You are correct about the cost of storage. However that is not the cost of storing these videos. When you set up a server you just buy a hard disk and some other hardware correct. But Youtube also has to buy staff to maintain, update and services and networks, offices for them, legal stuff, free food, insurance, electricity and every other thing a huge business needs of course.
Google after 2007 has been about doing things that make business sense. Just storing these videos is a cost. It's why there's been a glacial pace in new features, APIs and support in youtube for over a decade - it's not a financial priority.
That was retail price. Most the operational aspects at google are somewhat fixed costs.
Power Cooling are per Server. However given the low load on longtail video content & ability for google to co-mingle high IOPs workloads with low IOPs workload.
Its not that simple...
TLDR, storage is fairly cheap in scheme of things. Even if having infinite video storage costs 100mil/year, google likely makes more from content monitization.
Generally speaking the drives in external enclosures are from the bottom slice of the still-viable drive pool. You'll often find that they have shorter/less comprehensive warranties.
Larger market of average, undemanding home users for external hard drives.
Smaller market of more demanding enthusiast users for internal drives. (Larger businesses aren't sourcing drives from Amazon or Newegg, unless the company is called Backblaze.)
Latter costs more to support and as niche users generally pay more. (The more price conscious resort to shucking external drives.)
At least, that's how it's been explained to me. I don't know if that's the entire story though it sounds reasonable enough.
While there's nothing concrete concerning how much YouTube costs and brings in, it seems to be generally understood that YouTube is an investment that hasn't reached profitability yet and only exists in its current state due to the fact that Google is willing to lose money on it in the mean time.
> Does YouTube have any incentive to “preserve” anything once it costs them more money than it brings in?
They clearly have little incentive to do so.
If there was a law that prevented websites from using technical or legal means to stop people scraping user-generated content, then I would agree that YouTube has not such obligation.
But since they make it hard for people to make archives of their content, then I think they do have a moral obligation to keep it up.
That the cost of storage is falling exponentially certainly helps but it isn't necessary if we want to keep the old stuff.
In fact most of the exponential increase in storage space is used to cover the even more exponential increase in video file size.
But there is a limit on how big video can get. Our perception is limited and passed a certain point, we won't notice the improvement. Audio has been "perfect" for quite a while now, and with 4k video, we are getting there too. There is also a limit on the amount of content users can produce before people do nothing but film themselves.
We may find ourselves running out of stuff to store before we need to delete the old stuff.
You are thinking only about quality of video increases.
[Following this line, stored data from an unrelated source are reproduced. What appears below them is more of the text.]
PR #4900, opened 2026-08-31
WIP: tls: emit 5-tuple metadata in keylog callback

jchavanton:
> **This is a draft / WIP.** Verified end-to-end in a downstream deployment
> (kamailio TLS trunk to a carrier, voipmonitor consuming the keylog file
> via an external tool that INSERTs `ssl_sessions` rows). Opening now to
> invite early feedback on the approach and framing before I clean up.

## The gap

The NSS keylog format (`CLIENT_RANDOM`, `SERVER_HANDSHAKE_TRAFFIC_SECRET`,
etc.) carries only crypto material and no association to the TCP connection
that produced it. That's sufficient for consumers that decrypt from a
wire-captured handshake — Wireshark reads the file and matches keys to
sessions by client_random. It is **not** sufficient for consumers that need
to bind a key to a connection they did not witness (a passive sniffer
restarted mid-session, needing to decrypt records on a reused TLS session).

`SSL_get_fd()` and `BIO_get_fd()` both return `-1` in the keylog callback
because the tls module uses a memory BIO (`tls_BIO_new_mbuf`), so the fd
cannot be recovered from OpenSSL alone.

## The change

Cache the `tcp_connection` back-pointer in `tls_extra_data` at SSL creation
time, then emit a `# TUPLE` comment line before each key line:

    # TUPLE src=<ip>:<port> dst=<ip>:<port> sr=<hex> cs=<u16> v=<version>
    CLIENT_RANDOM <hex> <hex>

Fields:

| Field   | Meaning                                                                                       |
|---------|-----------------------------------------------------------------------------------------------|
| `src` / `dst` | TCP 5-tuple. `dst_port` falls back to `rcv.bind_address->port_no` for accepted sockets (where `rcv.dst_port` is 0 by convention); connected sockets use `getsockname(c->fd)` / `getsockname(c->s)` to recover the true wire ephemeral port. |
| `sr`    | `server_random` hex (from `SSL_get_server_random`).                                           |
| `cs`    | Cipher suite id (`SSL_CIPHER_get_id & 0xFFFF`, IANA-assigned).                                |
| `v`     | TLS version (`0x0303` = TLS 1.2, `0x0304` = TLS 1.3).                                         |

NSS format treats `#` lines as comments, so Wireshark and other standard
readers ignore the addition — the file remains a valid keylog file.

Uses `ip_addr2sbuf()` with caller-owned buffers because `ip_addr2a()`
returns a pointer into a single static buffer and would yield the same
string for both operands in one `snprintf`.

## Why direction-aware `dst_port` resolution

- **Accepted (server-role, `F_CONN_PASSIVE`):** `rcv.dst_port` is our listen
  port; if 0 fall back to `bind_address->port_no`.
- **Connected (client-role, kamailio dialed out):** `rcv.dst_port` is not
  the local wire port — it's the peer's port for this direction of
  accounting. The actual local ephemeral is only available via
  `getsockname` on whatever fd is valid in the current process (`c->fd` for
  worker children, `c->s` for tcp-main). Try both; take the first non-zero.

Downstream consumers matching on 5-tuple need the wire ephemeral, not
`rcv.dst_port`, or their lookup will miss.

## Verification

Verified downstream 2026-08-31 on a kamailio 6.2 build with `keylog_mode=15`
armed against Telnyx TLS trunks. Both TLS 1.2 (cipher 49196) and TLS 1.3
(cipher 4866) sessions produce well-formed TUPLE lines with real ephemeral
ports in `dst_port` (getsockname fallback works). File is consumed by an
external tool that parses `# TUPLE` groups and populates `ssl_sessions`
rows in voipmonitor's DB; voipmonitor then decrypts sessions whose
handshake it did not witness, producing B-leg CDRs that were previously
missing.

## Open questions for reviewers

- Is emitting one TUPLE line before **every** key line the right choice, or
  should it be deduped per session? Cheap and simple as-is (consumers can
  dedupe by 5-tuple); TLS 1.3 produces multiple secrets per session so
  each key line already gets its own TUPLE.
- The `tcp_connection` back-pointer field lives in `tls_extra_data` — is
  that the right home, or would a smaller dedicated struct be cleaner?
- Fresh `getsockname` call in the callback for outbound sockets — I don't
  expect it to be hot, but happy to move the resolution earlier (once at
  handshake completion) if that's a concern.

### DIFF
--- a/src/modules/tls/tls_domain.c
+++ b/src/modules/tls/tls_domain.c
@@ -25,6 +25,8 @@
  */
 
 #include <stdlib.h>
+#include <sys/socket.h>
+#include <netinet/in.h>
 #include <openssl/ssl.h>
 #include <openssl/opensslv.h>
 #include <openssl/bn.h>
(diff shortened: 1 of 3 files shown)


henningw:
Not reviewed the code much, maybe @space88man can share his thoughts. From a user point of view I think we probably should add a new keylog_mode (e.g. flag 32) for adding this additional meta-data. This way people can stay with the old format without any risk of braking anything.

space88man:
@jchavanton - go ahead - no objections from me.

jchavanton:
Thanks, I need more time with validation.

sergey-safarov:
Could you look comment at
https://gitlab.com/wireshark/wireshark/-/work_items/20512#note_2471720051

> Messages are not simply encrypted with the same key in TLS. There is a nonce for AEAD ciphers, which is derived from the sequence number within the stream. (

As I understanding you need track packet number in the stream to decript TLS flow.
If passive capture application restarted then it may lost some packets and you not able to know current packet number in the flow.

To be able to decrypt application TLS/Websocket connections I wrote application you can try
https://gitlab.com/wisteriabg/pcap-sip
https://gitlab.com/wisteriabg/pcap-sip/-/releases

I agree that is essentially finite if we ignore upcoming technologies such as 360 video and eventually VR ready video (fully 3d, any perspective).
My argument was primarily based on the number of videos uploaded (see https://tubularinsights.com/hours-minute-uploaded-youtube/). Looking at the area under the curve, supporting the historic videos is a fraction of what it takes to store the most recent ones.
I am arguing as long as the youtube continues to be able to support to store the recent videos, storing the historic ones is not that much more expensive.
edit: also, running out of stuff to store is not going to be a thing ever. Amount of cameras in the world is increasing and people will keep shooting more videos.